There are several things to note about South Australia. It has the highest penetration of rooftop solar in the country, with more than 23 per cent of all customers having solar. It also has nearly 50 per cent of all wind capacity in the country, at around 1,500MW.
And as a result of all that, one of its two major coal generators is mothballed, and the other operators only part of the time. And its biggest gas plant, the Torrens facility owned by AGL Energy, will close half its capacity too because it is no longer needed.
Indeed, on an annualised basis, the state now meets around 40 per cent of total demand through wind and solar.

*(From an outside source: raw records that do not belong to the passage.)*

PR #554, opened 2017-09-07
Convert the Trace Agent to TypeScript (part 1)

kjin:
This change adds a new `gulp`-based build system for the Trace Agent, and does a superficial refactor of the code to work with this new build system.

I've separated this change into a few commits, each of which should be completely self-contained. I'd recommend looking at each commit separately (almost all new code is in the first commit). Here's a description of what each commit does:

## `build: add typescript build files`

This commit adds `tsconfig.json` and `gulpfile.js`, and amends other files to reflect build system changes.

I've written a new set of gulp tasks to exhaustively cover compilation, as well as all the CI functionality we had before:

* Unit tests (`gulp test`)
* Coverage reporting for unit tests (`gulp coverage`) (TODO(kjin): Verify this in CI)
* System tests (`gulp system-test`)
* Linting (`gulp lint`)

There are a lot of "helper" tasks -- the general rule being that `x.y` is a helper task for `x`.

I also added a `test.single` task, which runs a mocha test in the same process as gulp. This should be useful for debugging.

Notably, there is a `--dev` flag that compilation-related tasks consume. This relaxes `tsconfig` compilation options. As files receive types in the next PR, this flag will go away.

## `refactor: add convert-to-ts`

Adds a script as described below.

## `refactor: run convert-to-ts`

This commit is the result of running the `convert-to-ts` helper module. It's a purely mechanical operation which:

* Renames source and test files to have the `.ts` extension
* Removes `.js` from module requires
* Adds `export default {}` to the bottom of each renamed file (as `tsc` mistakes them for scripts otherwise)

## `src: src changes`

This commit sums up the minimum changes in `src` needed to make `gulp compile --dev` compile source files without any errors.

## `test: test changes`

This commit sums up the minimum changes in `test` needed to make `gulp test --dev` pass all unit tests.

## `revert: remove convert-to-ts`

This commit does exactly what it describes.


package.json
```diff
@@ -23,21 +23,39 @@
...
     "proxyquire": "^1.4.0",
+    "remap-istanbul": "^0.9.5",
     "request": "^2.81.0",
+    "source-map-support": "^0.4.16",
     "standard-version": "^4.2.0",
+    "through2": "^2.0.3",
     "timekeeper": "^1.0.0",
-    "tmp": "0.0.31"
+    "tmp": "0.0.31",
+    "tslint": "^5.7.0",
```
ofrobots: If you use `gts check`, would this dependency still be needed?

gulpfile.js
```diff
@@ -0,0 +1,306 @@
...
+/**
+ * Runs tslint on files in src/, with linting rules defined in tslint.json.
+ */
+gulp.task('lint', 'Emits linting errors found in src/ and test/.', () => {
+  if (util.env.dev) {
+    console.log('Skipping lint as the \'--dev\' option was passed.');
+    return merge2([]);
+  }
+  const program = require('tslint').Linter.createProgram(tsconfigPath);
+  return gulp.src(['src/**/*.ts', 'test/**/*.ts'])
```
ofrobots: This duplicates logic and configuration between `tsconfig.json`. Can we use `gts` for linting and formatting.

gulpfile.js
```diff
@@ -0,0 +1,306 @@
...
+
+gulp.task('format', 'Emits format errors found in src/ and test/.', () => {
+  if (util.env.dev) {
+    console.log('Skipping format as the \'--dev\' option was passed.');
+    return merge2([]);
+  }
+  throw new Error('Not implemented.');
+});
+
+gulp.task('clean', 'Deletes transpiled code.', () => {
```
ofrobots: Use `gts clean`.

gulpfile.js
```diff
@@ -0,0 +1,306 @@
...
+  return del(outDir);
+});
+
+/**
+ * Transpiles TypeScript files in src/ to JavaScript according to the settings found in tsconfig.json.
+ * Currently, all errors are emitted twice. This is being tracked here:
+ * https://github.com/ivogabe/gulp-typescript/issues/438
+ */
+gulp.task('compile', 'Transpiles src/.',
+  makeCompileFn({ transpile: ['*.ts', 'src/**/*.ts'] }));
```
ofrobots: The globs are duplicated from tsconfig. Can we use `gts` for this?

index.ts
```diff
@@ -16,6 +16,14 @@
 
 'use strict';
 
+declare global {
+  namespace NodeJS {
+    export interface Global {
+      _google_trace_agent: any;
```
matthewloring: Will this type be updated to an "agent"?

test/plugins/common.ts
```diff
@@ -15,6 +15,15 @@
  */
 'use strict';
 
+import * as mocha from 'mocha';
+declare global {
```
matthewloring: Do mocha type definitions not provide this?

test/plugins/test-trace-hapi.ts
```diff
@@ -49,7 +49,7 @@ describe('hapi', function() {
   });
 
   Object.keys(versions).forEach(function(version) {
-    if (version.substring(4) > 10 && semver.satisfies(process.version, '<4')) {
+    if (Number(version.substring(4)) > 10 && semver.satisfies(process.version, '<4')) {
```
matthewloring: It might be better to make this a typescript cast instead of a JS one.

kjin:
@ofrobots I'm going to move all build stuff out of the `gulpfile` and into a `scripts/` directory, which will get transpiled along with `src` and `test`. `gts` works for tasks such as lint/format checking and cleaning, but there are still things I would like to see as JS (TS) scripts, such as installing fixtures.

On a semi-related note, `index.ts` and `config.ts` currently reside outside `src`. I'm going to move them in `src`... @ofrobots @matthewloring let me know if you have any objections.

test/plugins/test-trace-hapi.ts
kjin: Typescript casts, AFAIK don't affect the value of the casted object -- so I don't think that would work here.

In `ts-node`, `'1' as number` yields an typecast error.

test/plugins/common.ts
kjin: It does for `it` in the global scope, but now the `it` property on the `global` object. I'm not entirely clear on why there's a distinction, but `tsc` complains if this definition isn't provided.

index.ts
kjin: Yes, in the next part.

tsconfig.json
```diff
@@ -0,0 +1,19 @@
+{
+  "extends": "./node_modules/gts/tsconfig-google.json",
+  "compilerOptions": {
+    "rootDir": ".",
+    "outDir": "build",
+    "lib": ["es2015", "es2015.generator"],
```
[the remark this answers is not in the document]
kjin: I found that `es2015.generator` isn't strictly necessary, just an artifact of my experimentation. Removed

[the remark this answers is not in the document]
kjin: `es2015.generator` isn't actually necessary; I've removed it.

gulpfile.js
kjin: Done

gulpfile.js
kjin: Done

gulpfile.js
kjin: Done

package.json
kjin: No, removed

scripts/utils.ts
```diff
@@ -0,0 +1,55 @@
...
+
+export const BUILD_DIRECTORY = 'build';
+
+export const globP: (pattern: string) => Promise<string[]> = pify(glob);
+export const ncpP: (src: string, dest: string) => Promise<void> = pify(ncp);
+export const statP: (path: string) => Promise<Stats> = pify(stat);
+export const readFileP: (path: string, encoding?: string) => Promise<Buffer|string> = pify(readFile);
+
+export async function existsP(path: string): Promise<boolean> {
+  let exists = true;
```
matthewloring: Not sure which is cleaner but this could also be something like:

```javascript
return new Promise(res => { fs.access(path, err => { res(!err); }) });
```

test/plugins/test-trace-hapi.ts
matthewloring: Yup, that makes sense.

test/test-cls-ah.ts
```diff
@@ -21,67 +21,50 @@ var semver = require('semver');
 
 if (semver.satisfies(process.version, '<8') || !process.env.GCLOUD_TRACE_NEW_CONTEXT) {
   console.log('Skipping cls-ah tests on node version without async hooks');
-  return;
-}
-
-var cls = require('../src/cls-ah'/*.js*/);
+} else {
```
matthewloring: Why is this else needed?

package.json
```diff
@@ -58,5 +76,75 @@
...
...rvice=github\n[coveralls-url]: https://coveralls.io/github/GoogleCloudPlatform/cloud-trace-nodejs?branch=master\n[david-dev-image]: https://david-dm.org/GoogleCloudPlatform/cloud-trace-nodejs/dev-status.svg\n[david-dev-url]: https://david-dm.org/GoogleCloudPlatform/cloud-trace-nodejs?type=dev\n[david-image]: https://david-dm.org/GoogleCloudPlatform/cloud-trace-nodejs.svg\n[david-url]: https://david-dm.org/GoogleCloudPlatform/cloud-trace-nodejs\n[gcloud-sdk]: https://cloud.google.com/sdk/gcloud/\n[npm-image]: https://badge.fury.io/js/%40google-cloud%2Ftrace-agent.svg\n[npm-url]: https://npmjs.org/package/@google-cloud/trace-agent\n[queueing-problem]: https://github.com/groundwater/nodejs-symposiums/tree/master/2016-02-26-Errors/Round1/UserModeQueuing\n[service-account]: https://console.developers.google.com/apis/credentials/serviceaccountkey\n[snyk-image]: https://snyk.io/test/github/GoogleCloudPlatform/cloud-trace-nodejs/badge.svg\n[snyk-url]: https://snyk.io/test/github/GoogleCloudPlatform/cloud-trace-nodejs\n[travis-image]: https://travis-ci.org/GoogleCloudPlatform/cloud-trace-nodejs.svg?branch=master\n[travis-url]: https://travis-ci.org/GoogleCloudPlatform/cloud-trace-nodejs\n",
```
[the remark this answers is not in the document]
kjin: Um... wow. Not sure how that got there 🙃

test/test-cls-ah.ts
kjin: `tsc` doesn't allow top-level `return` statements.

scripts/utils.ts
kjin: Actually, I can do this which might be cleaner than either:

```js
return statP(path).then(
  () => Promise.resolve(true),
  () => Promise.resolve(false)
);
```

scripts/run-tests.ts
```diff
@@ -0,0 +1,49 @@
+import * as path from 'path';
+import { BUILD_DIRECTORY, globP, forkP } from './utils';
+
+function nodule(nodule: string) {
```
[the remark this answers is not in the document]
kjin: Done

scripts/decrypt-service-account-key.ts
```diff
@@ -0,0 +1,34 @@
...
+  const {
+    encrypted_18363a01ae87_key: key,
+    encrypted_18363a01ae87_iv: iv,
+  } = process.env;
+
+  if (!key || !iv) {
+    throw new Error('Environment insufficient for decrypting service account key');
+  }
+  
+  const path = 'node-team-test-d0b0be11c23d.json';
```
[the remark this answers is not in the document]
kjin: Done

package.json
```diff
@@ -58,5 +76,75 @@
...
+  "readmeFilename": "README.md",
+  "gitHead": "cb00e053c6a13e5e94594a1b3c4684f75506f9e2",
```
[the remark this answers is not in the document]
kjin: Removed

package.json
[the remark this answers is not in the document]
kjin: Removed stuff that was added there somehow... looking into why this happened.

scripts/utils.ts
```diff
@@ -13,14 +13,15 @@ export const ncpP: (src: string, dest: string) => Promise<void> = pify(ncp);
...
-    await statP(path);
-  } catch (e) {
-    exists = false;
-  }
-  return exists;
+export function nodule(nodule: string) {
+  return path.relative(BUILD_DIRECTORY, `node_modules/${nodule}`);
+}
+
+export function existsP(path: string): Promise<boolean> {
```
matthewloring: No need to change this further but I'm curious if `statP(path) as Promise<boolean>` would also work? Seems unfortunate to create additional promises just for type conversion.

kjin: I'm not sure that would work -- we're specifically turning a rejection into a resolution with a `false` value.

matthewloring: Ah yes, that makes sense.

config.ts
```diff
@@ -137,3 +137,5 @@ module.exports = {
       minorVersion: null
     }
 };
+
+export default {};
```
ofrobots: Is this necessary? Style guide forbids default exports.

Here and elsewhere.

index.ts
```diff
@@ -16,6 +16,14 @@
 
 'use strict';
 
+declare global {
+  namespace NodeJS {
```
ofrobots: (disclosure: I may not understand namespaces). Is this necessary? The style guide forbids namespaces.

index.ts
```diff
@@ -26,16 +34,16 @@ if (require('semver').satisfies(process.version, '<8') ||
...
-var pluginLoader = require('./src/trace-plugin-loader.js');
-var TraceWriter = require('./src/trace-writer.js');
+var constants = require('./src/constants'/*.js*/);
+var traceUtil = require('./src/util'/*.js*/);
+var TraceAgent = require('./src/trace-api'/*.js*/);
+var pluginLoader = require('./src/trace-plugin-loader'/*.js*/);
+var TraceWriter = require('./src/trace-writer'/*.js*/);
 
-var modulesLoadedBeforeTrace = [];
+var modulesLoadedBeforeTrace: any[] = [];
```
ofrobots: could this be `string[]`?

package.json
```diff
@@ -2,42 +2,66 @@
   "name": "@google-cloud/trace-agent",
   "version": "2.1.3",
   "description": "Node.js Support for StackDriver Trace",
-  "main": "index.js",
-  "repository": "GoogleCloudPlatform/cloud-trace-nodejs",
+  "main": "build/index.js",
```
ofrobots: Eventually would this become `build/src/index.js`?

package.json
```diff
@@ -2,42 +2,66 @@
...
+  "repository": {
+    "type": "git",
+    "url": "git+https://github.com/GoogleCloudPlatform/cloud-trace-nodejs.git"
```
ofrobots: Any reason for this change? The previous terse format looks easier to understand to me.

package.json
```diff
@@ -2,42 +2,66 @@
...
   },
   "keywords": [
     "google",
     "tracing",
     "profiling"
   ],
-  "author": "Google Inc.",
+  "author": {
+    "name": "Google Inc."
+  },
```
ofrobots: Any reason for this change?

scripts/decrypt-service-account-key.ts
```diff
@@ -0,0 +1,34 @@
+import { createDecipheriv } from 'crypto';
+import { createReadStream, createWriteStream } from 'fs';
+
+export default async function() {
+  const {
```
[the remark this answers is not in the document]
ofrobots: 💜

scripts/decrypt-service-account-key.ts
```diff
@@ -0,0 +1,34 @@
...
+  const decipher = createDecipheriv(
+    'aes-256-cbc',
+    Buffer.from(key, 'hex'),
+    Buffer.from(iv, 'hex')
+  );
+
+  const readStream = createReadStream(`${filename}.enc`);
+  const writeStream = createWriteStream(filename);
+
+  await new Promise((resolve, reject) => {
```
ofrobots: nit: returning the promise rather than awaiting would also work, right?

scripts/index.ts
```diff
@@ -0,0 +1,83 @@
+const [bin, script, ...steps] = process.argv;
```
ofrobots: 💛

scripts/tsconfig.json
```diff
@@ -0,0 +1,12 @@
+{
+  "extends": "../node_modules/gts/tsconfig-google.json",
+  "compilerOptions": {
+    "rootDir": "..",
+    "outDir": "../build",
+    "lib": ["es2015"],
+    "target": "es5"
```
ofrobots: nit: `tsconfig-google.json` has the same `lib` and `target` options. Unless you plan to override, you should drop them from config here.

tsconfig.json
```diff
@@ -0,0 +1,20 @@
+{
+  "extends": "./node_modules/gts/tsconfig-google.json",
+  "compilerOptions": {
+    "rootDir": ".",
+    "outDir": "build",
+    "lib": ["es2015"],
+    "target": "es2015",
+    "module": "commonjs",
```
ofrobots: nit: I believe these these three lines can be omitted because they are the same as `tsconfig-google.json`?

config.ts
kjin: It's not necessary in this file specifically, but I've found that omitting any sort of export in a file causes the objects declared in that file to be dumped in the global scope rather than module scope upon being imported through `import`. Adding this line is a workaround to prevent that; in a future PR, all of these lines will be removed.

index.ts
kjin: AFAIK Yes - this block augments the `NodeJS` namespace defined in type definitions for Node. The alternative would to put this (and other declarations) in a `d.ts` file -- which I'm planning to do in a future PR.

index.ts
kjin: Done -- I do plan to more comprehensively add types in future PRs

package.json
kjin: Yep, in a future PR

package.json
kjin: Inadvertant from `gts init` - reverted

scripts/decrypt-service-account-key.ts
kjin: Done

scripts/tsconfig.json
kjin: Done

tsconfig.json
kjin: `lib` and `module` are the same -- `target` is actually not since we want to preserve generators for the Koa plugin.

That is expected to jump significantly in coming years.
The state government has a 50 per cent target by 2025, but in reality it could go much higher than that – even to 100 per cent – particularly if the national renewable energy target remains in place.
The prevalence of variable wind and solar underlines the importance of energy storage going forward. But battery storage is already proving to be economic, particularly in the role of avoiding costly upgrades and extensions to the network of poles and wires.
This in turn will encourage more renewables. The SA grid operator itself suggests that the future may lie in a series of renewables based micro grids based – it sees little future for conventional generators, or even conventional electricity retailers.